Eingebettet in viel Wald liegt Sandberg am Südhang des Kreuzberg. Die Bürger stimmten gegen den Eintritt in die Konzeptphase für einen möglichen Nationalpark. An der Konzepthase selbst will sich die Gemeinde jedoch beteiligen. Foto: Marion Eckert

Die Bürger in der Gemeinde Sandberg haben sich in einer Abstimmung Anfang Juli mit 75 Prozent gegen den Eintritt in die Konzeptphase für eine möglichen Nationalpark Rhön ausgesprochen. Die Entscheidung, ob die Rhön in die Konzeptphase aufgenommen wird, wurde aber nicht in Sandberg, sondern in München getroffen. Am 18. Juli entschied der bayerische Ministerrat, sowohl die Rhön wie auch die Donauauen in die Konzeptphase zu übernehmen.

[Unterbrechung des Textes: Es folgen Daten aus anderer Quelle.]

PR #102, opened 2024-05-07
series drop nulls documentation

hathawayj:
I moved over to the series methods and tried the documentation for `drop_nulls()`. Followed directions in https://github.com/narwhals-dev/narwhals/issues/71.

### DIFF
--- a/narwhals/series.py
+++ b/narwhals/series.py
@@ -138,32 +138,33 @@ class Series:
           >>> import polars as pl
           >>> import numpy as np
           >>> import narwhals as nw
-          >>> df_pd = pd.DataFrame({'a': [1, None, 2], 'b': [4, 5, np.nan]})
-          >>> df_pl = pl.DataFrame({'a': [1, None, 2, ], 'b': [4, 5, float("nan")]})
+          >>> s_pd = pd.Series([2, 4, None, 3, 5])
+          >>> s_pl = pl.Series('a', [2, 4, None, 3, 5])
 
           Now define a dataframe-agnostic function with a `column` argument for the column to evaluate :
 
-          >>> def func(df_any, column):
-          ...   df = nw.from_native(df_any)
-          ...   df = df.select(nw.col(column).drop_nulls())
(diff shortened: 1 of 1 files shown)


MarcoGorelli (commented):
That was fast - nice one!

This is close - however, `nw.col(column).drop_nulls()` is actually `Expr.drop_nulls`, not `Series.drop_nulls`. `nw.col(column)` is an `Expr`

It should be a simple change though:
- instead of making `df_pd` and `df_pl`, you can make `s_pd` and `s_pl`
- when you call `nw.from_native`, pass `series_only=True`

So, your function will look something like
```python
def func(s_any):
    s = nw.from_native(s_any, series_only=True)
    s = s.drop_nulls()
    return nw.to_native(s)
```

hathawayj:
Yeah. I was wondering about that.  I will update.

narwhals/series.py
```diff
@@ -123,6 +123,49 @@ def is_in(self, other: Any) -> Self:
...
+
+          Then we can pass either Series (polars or pandas) to `func`:
+
+          >>> func(s_pd)
+          0    2.0
+          1    4.0
+          3    3.0
+          4    5.0
+          dtype: float64
+          >>> func(s_pl)
```
MarcoGorelli, line 159:
```suggestion
          >>> func(s_pl)  # doctest:+SKIP
```

MarcoGorelli (approved):
thanks @hathawayj for your PR!

I came across this today too, and can't tell what the cause it. The docstring validation works fine for `dataframe.py` and `expression.py`, but not for `series.py`

For now, let's just add a `  # doctest: +SKIP` for the Polars one, but hopefully we can figure out why this is happening and remove it later

MarcoGorelli:
> For now, let's just add a   # doctest: +SKIP for the Polars one, but hopefully we can figure out why this is happening and remove it later

Found it - the Polars output uses tabs instead of spaces (!)

So I've set `# doctest: +NORMALIZE_WHITESPACE` for the Polars Series outputs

Was bedeutet das nun für die Gemeinde Sandberg? Die Bürger haben sich gegen die Konzeptphase ausgesprochen. Bedeutet das nun, dass die Gemeinde bei der Erstellung des Konzeptes außen vor bleibt? Oder wird Sandberg trotzdem mit am Verhandlungstisch sitzen?

Überstimmt

Für Bürgermeisterin Sonja Reubelt steht es außer Frage, dass Sandberg selbstverständlich in der Konzeptphase an den Gesprächen und Entscheidungen beteiligt ist. „Die Umfrage in der Bevölkerung diente dazu, ein Stimmungsbild davon zu bekommen, was die Bürger wollen.“ Dieses Stimmungsbild habe Sandberg abgegeben. Vier andere Kommunen im Landkreis haben für den Eintritt in die Konzepthase gestimmt, zwei dagegen (Sandberg und Hohenroth).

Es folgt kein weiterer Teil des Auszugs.